• Prompt: Among the lines of the listing below, count those with the string "check". Give the number and no commentary.

• Task data:
⟨

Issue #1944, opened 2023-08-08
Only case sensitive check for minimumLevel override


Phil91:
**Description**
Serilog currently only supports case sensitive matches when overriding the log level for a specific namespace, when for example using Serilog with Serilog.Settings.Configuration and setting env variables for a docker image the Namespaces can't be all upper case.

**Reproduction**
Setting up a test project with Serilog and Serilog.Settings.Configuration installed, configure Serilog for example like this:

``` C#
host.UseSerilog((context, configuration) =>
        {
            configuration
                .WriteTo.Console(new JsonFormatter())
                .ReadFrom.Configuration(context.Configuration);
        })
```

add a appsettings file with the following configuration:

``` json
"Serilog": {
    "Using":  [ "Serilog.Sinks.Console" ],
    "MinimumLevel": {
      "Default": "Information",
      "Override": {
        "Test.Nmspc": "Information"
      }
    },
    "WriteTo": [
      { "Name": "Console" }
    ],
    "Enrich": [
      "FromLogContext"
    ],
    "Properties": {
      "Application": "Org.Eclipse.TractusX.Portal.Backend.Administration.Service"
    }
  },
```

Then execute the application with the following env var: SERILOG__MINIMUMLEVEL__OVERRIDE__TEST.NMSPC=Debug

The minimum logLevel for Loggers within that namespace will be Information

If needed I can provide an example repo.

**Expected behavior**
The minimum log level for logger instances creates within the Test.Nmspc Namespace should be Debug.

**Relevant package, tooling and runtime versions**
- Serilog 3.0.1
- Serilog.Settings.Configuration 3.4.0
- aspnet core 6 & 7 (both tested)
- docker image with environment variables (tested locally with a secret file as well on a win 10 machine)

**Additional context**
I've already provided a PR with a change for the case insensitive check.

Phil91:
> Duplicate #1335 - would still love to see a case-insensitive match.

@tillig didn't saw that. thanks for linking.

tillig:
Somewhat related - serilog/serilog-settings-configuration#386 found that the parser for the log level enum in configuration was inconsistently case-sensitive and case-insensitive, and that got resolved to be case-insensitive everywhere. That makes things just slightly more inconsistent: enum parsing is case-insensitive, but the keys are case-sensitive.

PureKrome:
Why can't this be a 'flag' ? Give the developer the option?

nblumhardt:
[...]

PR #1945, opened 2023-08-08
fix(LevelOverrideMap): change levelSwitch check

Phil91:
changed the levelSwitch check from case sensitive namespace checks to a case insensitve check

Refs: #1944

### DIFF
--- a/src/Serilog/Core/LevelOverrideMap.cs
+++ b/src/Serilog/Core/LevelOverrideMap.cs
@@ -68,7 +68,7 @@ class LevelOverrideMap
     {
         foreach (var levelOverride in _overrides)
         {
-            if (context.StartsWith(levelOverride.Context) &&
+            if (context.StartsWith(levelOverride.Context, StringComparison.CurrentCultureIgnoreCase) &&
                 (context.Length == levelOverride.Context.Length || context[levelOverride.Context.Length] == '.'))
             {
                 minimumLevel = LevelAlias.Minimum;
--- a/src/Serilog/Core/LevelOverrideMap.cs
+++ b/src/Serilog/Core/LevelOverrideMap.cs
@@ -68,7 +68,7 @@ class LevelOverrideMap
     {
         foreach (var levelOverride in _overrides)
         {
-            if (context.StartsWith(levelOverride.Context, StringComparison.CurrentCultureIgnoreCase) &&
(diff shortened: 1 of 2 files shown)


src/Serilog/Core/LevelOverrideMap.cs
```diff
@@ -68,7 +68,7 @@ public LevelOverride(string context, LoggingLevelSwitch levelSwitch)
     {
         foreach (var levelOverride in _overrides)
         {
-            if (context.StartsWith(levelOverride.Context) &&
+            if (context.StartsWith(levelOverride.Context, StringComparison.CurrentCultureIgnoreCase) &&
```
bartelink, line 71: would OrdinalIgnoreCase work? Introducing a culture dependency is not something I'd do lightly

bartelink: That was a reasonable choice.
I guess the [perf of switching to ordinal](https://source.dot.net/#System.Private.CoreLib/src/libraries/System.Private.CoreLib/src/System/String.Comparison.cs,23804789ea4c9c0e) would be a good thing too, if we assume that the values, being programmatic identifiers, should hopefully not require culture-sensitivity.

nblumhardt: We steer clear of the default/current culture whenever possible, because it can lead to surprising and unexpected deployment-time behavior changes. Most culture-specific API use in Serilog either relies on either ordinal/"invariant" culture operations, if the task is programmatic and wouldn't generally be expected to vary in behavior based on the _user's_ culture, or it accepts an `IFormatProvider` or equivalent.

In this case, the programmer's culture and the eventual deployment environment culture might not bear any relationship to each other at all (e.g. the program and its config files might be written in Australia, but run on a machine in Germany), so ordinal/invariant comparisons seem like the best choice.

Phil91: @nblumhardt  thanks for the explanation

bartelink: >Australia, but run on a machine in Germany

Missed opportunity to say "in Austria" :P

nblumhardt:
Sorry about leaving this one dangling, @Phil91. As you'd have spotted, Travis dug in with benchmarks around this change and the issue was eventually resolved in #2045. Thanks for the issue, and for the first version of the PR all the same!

⟩

• Written response: 4